Según los cálculos del productor, los mil millones de córdobas que tiene disponible el Gobierno, y los mil 500 millones de la banca privada, son suficientes para cubrir las necesidades del ciclo agrícola.

“Los fondos están, el problema está en el acceso a esos fondos, que no son tan accesibles. Para el año pasado habían disponibles tres mil millones del Gobierno, la cuestión fue acceder a ellos”, comentó Fiallos.

MECANISMO CONFIABLE

Gutiérrez se sumó al optimismo de los productores, porque el haber establecido cifras probables para cada uno de los primeros tres meses de la temporada les permitirá mayor exactitud al seguimiento del invierno, ya que un mapa que aborde los tres meses, podría ser engañoso.

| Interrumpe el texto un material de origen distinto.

PR #10410, opened 2017-05-16
Fix importwallet edge case rescan bug

ryanofsky:
Start importwallet rescans at the first block with timestamp greater or equal
to the wallet birthday instead of the last block with timestamp less or equal.
This fixes an edge case bug where importwallet could fail to start the rescan
early enough if there are blocks with decreasing timestamps or multiple blocks
with the same timestamp.

### DIFF
--- a/src/wallet/test/wallet_tests.cpp
+++ b/src/wallet/test/wallet_tests.cpp
@@ -19,6 +19,8 @@
 #include <univalue.h>
 
 extern UniValue importmulti(const JSONRPCRequest& request);
+extern UniValue dumpwallet(const JSONRPCRequest& request);
+extern UniValue importwallet(const JSONRPCRequest& request);
 
 // how many times to run all the tests to have a chance to catch errors that only show up with particular random shuffles
 #define RUN_TESTS 100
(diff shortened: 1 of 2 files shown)


sipa:
utACK 2a8e35a11d4bd4828631654fc7b8b8fe8f0a2460

laanwj:
Good catch. Makes the code more readable too, nice!

utACK https://github.com/bitcoin/bitcoin/commit/2a8e35a11d4bd4828631654fc7b8b8fe8f0a2460

laanwj:
Adding "needs backport" tag as this is a clear bugfix.

ryanofsky:
@sipa, @laanwj, thanks for reviewing. I also have similar bugfix for `importmulti` in https://github.com/bitcoin/bitcoin/pull/10403 if you want to take a look.

gmaxwell:
oops Guess I should have gone and looked for other cases that needed the earliest at least. Concept ACK.

src/wallet/test/wallet_tests.cpp
```diff
@@ -437,6 +439,66 @@ BOOST_FIXTURE_TEST_CASE(rescan, TestChain100Setup)
...
+{
+    CWallet *pwalletMainBackup = ::pwalletMain;
+    LOCK(cs_main);
+
+    // Create two blocks with same timestamp to verify that importwallet rescan
+    // will pick up both blocks, not just the first.
+    const int64_t BLOCK_TIME = chainActive.Tip()->GetBlockTimeMax() + 5;
+    SetMockTime(BLOCK_TIME);
+    coinbaseTxns.emplace_back(*CreateAndProcessBlock({}, GetScriptForRawPubKey(coinbaseKey.GetPubKey())).vtx[0]);
+    coinbaseTxns.emplace_back(*CreateAndProcessBlock({}, GetScriptForRawPubKey(coinbaseKey.GetPubKey())).vtx[0]);
```
jnewbery: This is a good test, but why not set the mocktime to `BLOCK_TIME - 1` for the second block, or add a third block with block time going backwards? That would make it clearer that the `importwallet()` code can deal with non-monotonic block times.

jnewbery (commented):
Looks good. Tested ACK 2a8e35a11d4bd4828631654fc7b8b8fe8f0a2460. New test fails without the `importwallet()` change.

El año pasado, el Ineter falló en tres de 18 cálculos sobre los acumulados mensuales.

LLUVIAS ENGAÑOSAS

LLUVIAS ENGAÑOSAS A pesar de que el invierno no ha hecho su entrada oficial, las lluvias en estas semanas son una constante en distintos departamentos del país.

Esto está provocando confusión en algunos productores, que creen que el invierno llegó y ya iniciaron sus siembras.

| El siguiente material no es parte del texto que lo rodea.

PR #10413, opened 2017-05-17
Fix docs (there's no rpc command setpaytxfee)

RHavar:


laanwj:
utACK - not only does `settxfee` exist, it seems to be what is intended here, as it sets the `payTxFee` variable.

fanquake:
utACK 0f1b26a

Esta práctica llevaría a los productores, a perder sus semillas y de paso su producción, debido a que antes de la entrada del invierno podría haber una pausa de las lluvias.

Los dirigentes agrícolas se mostraron preocupados ante este hecho, ya que una vez iniciadas las siembras no habrá manera de que sus colegas recuperen sus semillas, debido a que carecen de la información necesaria para evitar caer en ese error.

La diferencia entre las lluvias de verano y las de invierno, está en el origen de cada una.

Las lluvias de la temporada de verano se dan como producto de frentes fríos provocados por el invierno astronómico, que se asienta principalmente en el hemisferio Norte de la Tierra.

Las precipitaciones del invierno “común” tienen su origen en la temporada de huracanes de los océanos Pacífico y Atlántico. La del Pacífico inicia a mediados de mayo, acarreando las lluvias tradicionales.